# AVC's and Redundancy



## 149oaks (13 Nov 2010)

I'm currently being made redundant but I've issues regarding AVC's that I first raised 3 years ago that are still unresolved like:
 - delays investing deductions from my Salary that on investigation show I've lost money (but we don't know how much due to the calc been done for all members), 
- ad - hoc investment delays again where I lost money, 
- switches between funds delayed where again I've lost money, and 
- charges on AVC's that were never communicated to employees. 

I have documentary evidence from the Adminstrators and an Independent Audit to confirm all this, yet none of the fixes i.e. putting the monies in my AVC A/C has happened.
Recently I also discovered that money was removed from my AVC account without my knowledge - also confirmed.
Here's my scenario without going into the details of the above (as the facts are proven), because theres such a range of issues and it would take a lot of detailed work to resolve them and they want to make me redundant could an RP50 be effected immediately without:
(a) resolving the above, and 
(b) without allowing me decide whether I want to withdraw all my AVC money, top it up or have an accurate up to date NPV to use in tax treatment of Redundancy Lump Sum?


----------



## LDFerguson (14 Nov 2010)

This sounds serious, especially the issue of money being withdrawn from your AVC fund without your knowledge.  Withdrawn by whom?

The issues with the AVC fall under the remit of the Pensions Board, as they have the job of policing the Pensions Acts.  Have you contacted them for advice?


----------



## 149oaks (14 Nov 2010)

Thanks LD.
Yes it is serious. 
1. Who withdrew the money - all I know is that it was dis-invested.
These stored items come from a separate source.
PR #308, opened 2025-07-09
Replace Eventfd with EventNotifier/EventConsumer

uran0sH:
### Summary of the PR

Eventfd is Linux-specific. To support more platforms, we replace it with
the EventNotifier/EventConsumer abstractions.
EventSender and EventReceiver are wrappers that encapsulate eventfd functionality
Use pipefd to replace eventfd in the test.

### Requirements

requirements:

- [ x ] All commits in this PR have Signed-Off-By trailers (with
- [ x ] All added/changed functionality has a corresponding unit/integration
  test.
- [ x ] All added/changed public-facing functionality has entries in the "Upcoming 
- [ x ] Any newly added `unsafe` code is properly documented.

### DIFF
--- a/vhost-user-backend/src/backend.rs
+++ b/vhost-user-backend/src/backend.rs
@@ -30,7 +30,7 @@ use vhost::vhost_user::message::{
 use vhost::vhost_user::Backend;
 use vm_memory::bitmap::Bitmap;
 use vmm_sys_util::epoll::EventSet;
-use vmm_sys_util::eventfd::EventFd;
+use vmm_sys_util::event::{EventConsumer, EventNotifier};
 
 use vhost::vhost_user::GpuBackend;
 
@@ -132,7 +132,8 @@ pub trait VhostUserBackend: Send + Sync {
     ///
     /// The returned `EventFd` will be monitored for IO events. When the
     /// returned EventFd is written to, the worker thread will exit.
-    fn exit_event(&self, _thread_index: usize) -> Option<EventFd> {
+    // TODO: Refine this API to return only EventNotifier.
+    fn exit_event(&self, _thread_index: usize) -> Option<(EventConsumer, EventNotifier)> {
         None
     }
 
@@ -275,7 +276,8 @@ pub trait VhostUserBackendMut: Send + Sync {
     /// If an (`EventFd`, `token`) pair is returned, the returned `EventFd` will be monitored for IO
     /// events by using epoll with the specified `token`. When the returned EventFd is written to,
     /// the worker thread will exit.
-    fn exit_event(&self, _thread_index: usize) -> Option<EventFd> {
+    // TODO: Refine this API to return only EventNotifier.
+    fn exit_event(&self, _thread_index: usize) -> Option<(EventConsumer, EventNotifier)> {
         None
     }
 
@@ -382,7 +384,7 @@ impl<T: VhostUserBackend> VhostUserBackend for Arc<T> {
         self.deref().queues_per_thread()
     }
 
-    fn exit_event(&self, thread_index: usize) -> Option<EventFd> {
+    fn exit_event(&self, thread_index: usize) -> Option<(EventConsumer, EventNotifier)> {
         self.deref().exit_event(thread_index)
     }
 
@@ -471,7 +473,7 @@ impl<T: VhostUserBackendMut> VhostUserBackend for Mutex<T> {
         self.lock().unwrap().queues_per_thread()
     }
 
-    fn exit_event(&self, thread_index: usize) -> Option<EventFd> {
+    fn exit_event(&self, thread_index: usize) -> Option<(EventConsumer, EventNotifier)> {
         self.lock().unwrap().exit_event(thread_index)
     }
 
@@ -563,7 +565,7 @@ impl<T: VhostUserBackendMut> VhostUserBackend for RwLock<T> {
         self.read().unwrap().queues_per_thread()
     }
 
-    fn exit_event(&self, thread_index: usize) -> Option<EventFd> {
+    fn exit_event(&self, thread_index: usize) -> Option<(EventConsumer, EventNotifier)> {
         self.read().unwrap().exit_event(thread_index)
     }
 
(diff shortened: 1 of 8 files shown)


uran0sH:
cc@stefano-garzarella @germag @osteffenrh

vhost-user-backend/src/backend.rs
```diff
@@ -624,7 +624,21 @@ pub mod tests {
             // order to allow tests maximum flexibility in checking whether
             // signals arrived or not.
             backend.exit_event_fds = (0..backend.queues_per_thread().len())
-                .map(|_| EventFd::new(EFD_NONBLOCK).unwrap())
+                .map(|_| unsafe {
+                    let (reader, writer) = std::io::pipe().expect("Failed to create pipe");
```
stefano-garzarella: It's just a mock, but maybe this is a cool use case of what @roypat suggested in https://github.com/rust-vmm/vmm-sys-util/pull/244#pullrequestreview-3002187055

stefano-garzarella:
@uran0sH marked as draft, since we need a new vmm-sys-util release before merging this.

stefano-garzarella:
@uran0sH please rebase and check CI (come failures need the new rust version we are updating in the CI, but others are related to format, etc.)

vhost-user-backend/src/backend.rs
```diff
@@ -132,7 +132,7 @@ pub trait VhostUserBackend: Send + Sync {
     ///
     /// The returned `EventFd` will be monitored for IO events. When the
     /// returned EventFd is written to, the worker thread will exit.
-    fn exit_event(&self, _thread_index: usize) -> Option<EventFd> {
+    fn exit_event(&self, _thread_index: usize) -> Option<(EventConsumer, EventNotifier)> {
```
germag: Last time we discussed that this is fine because we thought it's an internal method, but It's public because it is part of a public trait: `pub trait VhostUserBackend` (We override it in virtiofsd, for instance)

vhost-user-backend/src/backend.rs
```diff
@@ -275,7 +275,7 @@ pub trait VhostUserBackendMut: Send + Sync {
     /// If an (`EventFd`, `token`) pair is returned, the returned `EventFd` will be monitored for IO
     /// events by using epoll with the specified `token`. When the returned EventFd is written to,
     /// the worker thread will exit.
-    fn exit_event(&self, _thread_index: usize) -> Option<EventFd> {
+    fn exit_event(&self, _thread_index: usize) -> Option<(EventConsumer, EventNotifier)> {
```
germag: ditto

vhost-user-backend/src/backend.rs
stefano-garzarella: Oh I see, so IMO you were right, this should only return `EventNotifier`, we may need to add another internal API to be used to get `EventConsumer` or find another way

bobosco: https://github.com/rust-vmm/vhost/blob/main/vhost-user-backend/src/event_loop.rs#L95 this line should need an EventConsumer, right? I have no idea how to solve it if we only return EventNotifer. And I don't exactly understand why it must only return EventNotifier but not both.

stefano-garzarella: Okay, I checked it and it's really a strange API design IMO (pre-existing).
It seems that every backend in rust-vmm/vhost-device override it with an EventFD and then it is used in `vhost-user-backend/src/handler.rs`:

```rust
impl<T: VhostUserBackend> Drop for VhostUserHandler<T> {
    fn drop(&mut self) {
        // Signal all working threads to exit.
        self.send_exit_event();

        for thread in self.worker_threads.drain(..) {
            if let Err(e) = thread.join() {
                error!("Error in vring worker: {:?}", e);
            }
        }
    }
}
```

So I really don't understand why every device needs to override it...

BTW for now I think we should do what @uran0sH did, and maybe fix later, because now it really seems that vhost-user-backed used it for both notify and consume.

@germag WDYT?

germag: Agreed, let's keep the `Option<(EventConsumer, EventNotifier)>`, but I think we should add a TODO/FIXME comment so we don't forget we need to refine this in the future

uran0sH:
> > @uran0sH please check the CI, there some clippy warning to fix, but also some tests blocked for more than 60s. Should I restart the CI or it's an issue we need to fix?
> 
> I think it's an issue

Fix this issue by changing this line to into_raw_fd() (https://github.com/rust-vmm/vhost/pull/308/files#diff-e1c9dc7802234bc118de8314ec9cacc98066eea325a6f14ff5887ece3466d5a3R96). Because when we use pipe, using as_raw_fd will cause the consumer's fd to be closed. So we need to take the ownership of this fd.

vhost-user-backend/src/vring.rs
```diff
@@ -15,7 +15,8 @@ use std::sync::{Arc, Mutex, MutexGuard, RwLock, RwLockReadGuard, RwLockWriteGuar
 
 use virtio_queue::{Error as VirtQueError, Queue, QueueT};
 use vm_memory::{GuestAddress, GuestAddressSpace, GuestMemoryAtomic, GuestMemoryMmap};
-use vmm_sys_util::eventfd::EventFd;
+use vmm_sys_util::event::{EventConsumer, EventNotifier};
+// use vmm_sys_util::eventfd::EventFd;
```
stefano-garzarella: To remove

vhost-user-backend/tests/vhost-user-server.rs
```diff
@@ -105,10 +108,11 @@ impl VhostUserBackendMut for MockVhostBackend {
...
     }
 
-    fn exit_event(&self, _thread_index: usize) -> Option<EventFd> {
-        let event_fd = EventFd::new(0).unwrap();
-
-        Some(event_fd)
+    fn exit_event(&self, _thread_index: usize) -> Option<(EventConsumer, EventNotifier)> {
+        Some(
+            new_event_consumer_and_notifier(EventFlag::empty())
+                .expect("Failed to new EventConsumer and EventNotifier"),
```
stefano-garzarella:
```suggestion
                .expect("Failed to create EventConsumer and EventNotifier"),
```

stefano-garzarella:
> This pr([rust-vmm/vmm-sys-util#246](https://github.com/rust-vmm/vmm-sys-util/pull/246)) seems cause the ci failed:
> 
> ```
> thread 'vhost_user::connection::tests::send_fd' panicked at vhost/src/vhost_user/connection.rs:763:50:
> called `Result::unwrap()` on an `Err` value: SocketRetry(Os { code: 105, kind: Uncategorized, message: "No buffer space available" })
> note: run with `RUST_BACKTRACE=1` environment variable to display a backtrace
> ```
> 
> So I used the version before this PR was merged

@uran0sH please open an issue ASAP on the project, we are preparing a release

germag (approved):
@roypat @stefano-garzarella any thoughts?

There was an error in a salary run and the money shouldn't have went into AVC's in the first place. However the scary/ethical/legal question is that without my knowledge money was taken out of my AVC a/c.
2. As regards the Pension Board - a while back I contacted them and yes they were concerned about the other issues ( I believe it's a couple thousand euro). However at the time I decided to leave it "not rock the boat" as work colleagues who are Trustees were in the firing line - and hopefully things would be resolved. However it looks like I'll have to revisit this.
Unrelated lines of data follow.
PR #311, opened 2025-07-30
vhost: `impl From<UnixListener> for Listener`

alyssais:
### Summary of the PR

It was already possible to do this as follows:

```rust
unsafe { Listener::from_raw_fd(listener.into_raw_fd()) }
```

This just factors the `From` implementation out of the `FromRawFd` implementation so it's possible to do the conversion without an unnecessary `unsafe` in application code.

### Requirements

requirements:

  test. <ins>(Covered by the existing test for `FromRawFd`.)</ins>

### DIFF
--- a/vhost/src/vhost_user/connection.rs
+++ b/vhost/src/vhost_user/connection.rs
@@ -86,10 +86,13 @@ impl AsRawFd for Listener {
 
 impl FromRawFd for Listener {
     unsafe fn from_raw_fd(fd: RawFd) -> Self {
-        Listener {
-            fd: UnixListener::from_raw_fd(fd),
-            path: None,
-        }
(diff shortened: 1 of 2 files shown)


vhost/src/vhost_user/connection.rs
```diff
@@ -86,10 +86,13 @@ impl AsRawFd for Listener {
...
-            fd: UnixListener::from_raw_fd(fd),
-            path: None,
-        }
+        Self::from(UnixListener::from_raw_fd(fd))
+    }
+}
+
+impl From<UnixListener> for Listener {
+    fn from(fd: UnixListener) -> Self {
+        Listener { fd, path: None }
```
epilys: Nit:

```suggestion
        Self { fd, path: None }
```

epilys (approved):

Now I'm being made redundant and both these issues are unresolved. So I guess my questions are:
- Can I be made redundant with these issues outstanding?
- If I am how is the NPV for AVC's ascertained to calculate my tax on my lump?
- If I am made redundant immediately and without resolution I will miss an opportunity to either top up my AVC with part of my lump, or to fully withdraw my AVC funds if the RP50 is effected? Also if I do either of these won't it affect my NPV above. So it goes back to my 1st question - can I be made redundant with these issues outstanding?


----------



## JoeRoberts (14 Nov 2010)

The issues with your AVC problems and your redundancy are not related.
 So the fact that you have an issue with AVC does not impact your redundancy. However, if you make an election re tax free lump etc based on incorrect information re your avc value, you may have a case against the Trustees. To move this on, it may be worthwhile sending them a letter advising them of your concerns.

How long was the delay in investment of AVC ?
A company is allowed 21 days after the end of month in which deductions took place before they need to be invested. 
The Pensions Board is your port of call if you feel agrieved. 
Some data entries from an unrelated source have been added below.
PR #321, opened 2025-09-09
vhost_user: don't take ownership of `Listener`

alyssais:
### Summary of the PR

The vhost-device devices all call `VhostUserDaemon::serve` in a loop, to handle reconnections.  This is not ideal, because a new listener is created each loop iteration, which means that each time, the old socket is unlinked and a new one is created.  This means that there's a potential race where a frontend attempts to connect to the backend before the new socket is created.

A more robust way to achieve this would be to have the devices create their own listeners, and pass the same one to `VhostUserDaemon::start` on each loop iteration, instead of letting `VhostUserDaemon::serve` create it repeatedly.  This was not previously possible though, because `VhostUserDaemon::start` consumed the listener, even though it didn't need to.

Because it's now possible to call `VhostUserDaemon::start` multiple times with the same socket, I've removed the TODO about handling reconnection.  If the TODO was supposed to capture more than that, I can put it back (ideally with clearer phrasing).

### Requirements

requirements:

  test.

### DIFF
--- a/vhost/src/vhost_user/backend.rs
+++ b/vhost/src/vhost_user/backend.rs
@@ -10,16 +10,16 @@ use super::message::*;
 use super::{BackendReqHandler, Result, VhostUserBackendReqHandler};
 
 /// Vhost-user backend side connection listener.
-pub struct BackendListener<S: VhostUserBackendReqHandler> {
-    listener: Listener,
+pub struct BackendListener<'a, S: VhostUserBackendReqHandler> {
+    listener: &'a mut Listener,
     backend: Option<Arc<S>>,
 }
 
 /// Sets up a listener for incoming frontend connections, and handles construction
 /// of a Backend on success.
-impl<S: VhostUserBackendReqHandler> BackendListener<S> {
+impl<'a, S: VhostUserBackendReqHandler> BackendListener<'a, S> {
     /// Create a unix domain socket for incoming frontend connections.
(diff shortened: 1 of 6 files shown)


vhost/src/vhost_user/backend.rs
stefano-garzarella, line 1: Not related to this PR, I mean partially, but should we avoid `self.backend.take().unwrap()` in `BackendListener::accept()`, returning an error instead?

(of course I'm not asking you to fix that here)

You should have received an AVC statement from the pension adminstrator each year. Did you not notice that the contributions figure was incorrect ?


----------



## TheFatMan (15 Nov 2010)

Hi 149Oaks

Not to contradict my colleagues above but your 1st port of call is the internal dispute resolution (IDR) process for the pension fund. They are required to have one and should have a clearly stated IDR process and policy. Outline your complaints and all the details in this process and submit them to the trustees of the pension scheme. request a response and clearly outlined actions and timeline to resolve the matters laid out in the complaint. They are legally required to respond to you in writing within a specific timeframe laid out in the IDR. If you still feel that they are not taking your complaints seriously and you still feel there is an issue of mal-administration of your pension funds then you can go to the pensions board. they will want to see the outcome of the IDR before they will accept a complaint.

Being made redundant doesnt impact you here as a member of the pension scheme the trustees are obliged to treat with you as they would any member. Don't worry about trustees being in the firing line, technically they are but if they havent addresses issues adequtely to date then they deserve to be. 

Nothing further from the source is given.